Extreme "hardgainers" will probably do best with just two workouts a
week, but most people profit from three workouts--heavy, light and
medium, in that order. On a heavy day, you should train at no less than
95 percent of your capacity on every part of your routine. A light day
should demand about 60 percent. A medium day calls for about 75
percent--a hard workout but not a maximum one.

Common
Problems

Too Much:
They
find that the heavy/light/medium schedule seems to be too much. After
several weeks they're really pushing on their heavy days and have no
energy for their other workouts.
Not Enough:
They
find that the program isn't taxing enough. They recover quickly and
think they're wasting their time.

Remedies

The
remedies should be obvious. Give the schedule a six-week trial. If you
find it's too much, drop back to two workouts a week. See how a heavy
and a light workout feel. If that doesn't seem to be quite enough, try a
heavy and two light workouts, or a heavy and a medium session. Whatever
you do, don't do two heavy sessions back to back.
On the
other hand, if you think you aren't getting enough work, put more effort
into your heavy and medium workouts.

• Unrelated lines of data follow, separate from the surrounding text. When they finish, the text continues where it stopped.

PR #546, opened 2026-05-16
generator: switch build backend to uv_build

max-sixty:
Switch the generator to the uv-native PEP 517 backend. uv-build's defaults (`module-root = "src"`, module name from the normalized project name) match the existing layout, so no `[tool.uv.build-backend]` block is needed and the hatch-specific `[tool.hatch.build.targets.wheel]` goes away.

Verified `uv build --wheel` produces the same six `tend/*.py` modules, `pytest` is green (242 passed), and a sentinel `src/tend/_sentinel.txt` shipped in the wheel — so non-Python data files under `src/tend/` are bundled by default. That matters for the templating-evaluation branch (#545), which adds `src/tend/templates/*.yaml.j2`; the two PRs will conflict on `pyproject.toml` at merge time, whichever lands second rebases.


tend-agent (commented):
The build backend swap itself looks good: `uv build --directory generator --wheel` succeeds on the merge commit, and the wheel includes `tend/templates/*.yaml.j2`.

One consistency issue to fix before landing: `CLAUDE.md` still describes `generator/` as a hatchling build and says the generator uses hatchling under the “Key details” section. After this PR, that guidance will be false for future bot/dev sessions. Please update those references to `uv_build` while changing the backend.

tend-agent (approved):

PR #555, opened 2026-05-17
chore: regenerate workflows with tend 0.0.24

max-sixty:
Repins tend's own workflows to `max-sixty/tend/codex@0.0.24` so the dogfooded Codex runs pick up #551 (read skills in full) and #552 (stop re-posting "prior thread still applies"). Mechanical regen via `uvx tend@latest init`; only the action ref changed.


max-sixty:
Superseded by #556. #556 switched tend's own harness back to Claude and regenerated its workflows to `max-sixty/tend@0.0.24`, which makes this PR's repin to the Codex action a no-op (zero net diff vs main). The 0.0.24 release (#554 + tag) shipped #551/#552, and #556 already repinned tend's workflows to pick them up.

Do not increase the light workout.
You need that light day for reasons I have previously mentioned.
Some
people I know, including myself, have made incredible strength gains
with just one workout a week. That's not, however, enough physical
training for fitness, conditioning or health building. If you're
involved in another athletic activity, one heavy weight session a week
might be perfect. Just make sure you warm up thoroughly first.

Conclusion

Developing an admirable physique is not a one-method-fits-all project.
Each individual requires a unique approach, one tailored to his/her
needs. Learn to balance workouts that demand enormous effort and
workouts that tone and maintain condition. That's the path to a lifetime
of great training and the realization of your own genetic potential.